Here's the proof which shows that every contractive sequence satisfies the Cauchy criterion, and I don't seem to be convinced with it.
My doubts:
- Why is the fact that the RHS tends to zero on approaching larger $n$, sufficient to say that we can always find a natural number (say $K$) such that the Cauchy criterion is met for $m,n \ge K$
- What exactly is the epsilon we choose, here? Is it the expression on the RHS? If so, we should be able to show that the RHS ranges over all real numbers, because we're concerned with all $\varepsilon >0$
Best Answer
Instead of explicitly demonstrating some natural $K$ making the Cauchy condition satisfied, the proof is indirectly doing that by using a known fact from Real Analysis that the sequence $\{C^{n - 1}\}_{n \in \Bbb Z_+}$ tends to $0$ as $\Bbb Z_+ \ni n \to \infty$ as long as $0 < C < 1$ (which indeed holds for contractive sequences).
In other words, the natural number $K$ is "secretly" being chosen like this:
If $x_2 = x_1$, then there is nothing to prove. So assume $|x_2 - x_1| > 0$.
Now fix some $\varepsilon > 0$. And note that because $C^{n - 1} \to 0$ as long as $0 < C < 1$, there must be some natural $K$ such that $\Bbb Z_+ \ni \forall n > K$ we have $$|C^{n - 1}| = C^{n - 1} < \varepsilon \frac{1 - C}{|x_2 - x_1|}$$ (note $1 - C > 0$ as $0 < C < 1$).

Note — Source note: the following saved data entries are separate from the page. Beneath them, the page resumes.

PR #1093, opened 2020-02-23
Cmake new policy

phlptp:
### Summary

If merged this pull request will remove the cmake_policy old statements to support new cmake editions more easily.  

### Proposed changes

- specify the cmake policy to the new versions as they become available.  
- use the swig target variable for specifying the later target modifications
- update the copyright date on a few components
- change the name of the Java target since the new policy affect the module name and resulting in some odd names.


phlptp:
@nightlark  is there anyway we can run the interface file gen on this branch and run the tests before merging?

nightlark:
Maybe you could try making a copy of this branch, and in the GitHub workflow for interface generation add the branch name to see if it runs on the copy of the branch -- then revert the workflow file change or cherry-pick the updated interface file commit?

phlptp:
interesting, I guess it didn't change the files at all yet.  At some point we should make the ones generated consistent with the swig generated ones but for now this is probably ok yet.  

I created a new branch and the files showed up as exactly the same.

nightlark:
It looks like the swig generated ones that we keep in the repository match whatever the workflow generated when swig ran.

interfaces/python/CMakeLists.txt
```diff
@@ -15,11 +15,6 @@ get_directory_property(hasParent PARENT_DIRECTORY)
 if(NOT hasParent)
     message(STATUS "Standalone Python interface build")
 
-    # find_package(<PackageName>) searches prefixes given in <PackageName>_ROOT CMake variable
-    if(POLICY CMP0074)
-        cmake_policy(SET CMP0074 NEW)
```
nightlark: This should be replaced by:
```
cmake_policy(VERSION ${CMAKE_MAJOR_VERSION}.${CMAKE_MINOR_VERSION})
```

For standalone builds, the policy set in the parent will not apply.

phlptp:
I had thought one of the java ones would be different but might have been wrong.  It is also possible the generators between swig and the interface gen are now slightly different as well.  

One thing to check is that I think the names of the generated files in the python generation are slightly different.  I don't know if that will affect things in the pypi generation or not.

nightlark:
I'll try running the generation locally.. it's possible that if the file names have changed (e.g. added files) then maybe the change detection is missing those files. Based on that, I'm pretty sure it has no way to handle removing files that swig is no longer generating.

Maybe an upcoming change that will need to get made is ensuring swig generated files are all put in a subfolder that can be cleared out for the swig generate interface files action.

phlptp:
I know during some intermediate stages of development some of the files changed names, but I resolved some of them,   just wanted to make sure I got them all with the updated cmake policy.   Thanks for checking.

Hence continuing the proof from the last inequality, we get that for our epsilon above and for all naturals $m > n > K$: $$ |x_m - x_n| < C^{n - 1}\frac{1}{1 - C}|x_2- x_1| < \varepsilon \frac{1-C}{|x_2 - x_1|} \cdot \frac{1}{1 - C}|x_2 - x_1| = \varepsilon $$ demonstrating that the sequence is Cauchy.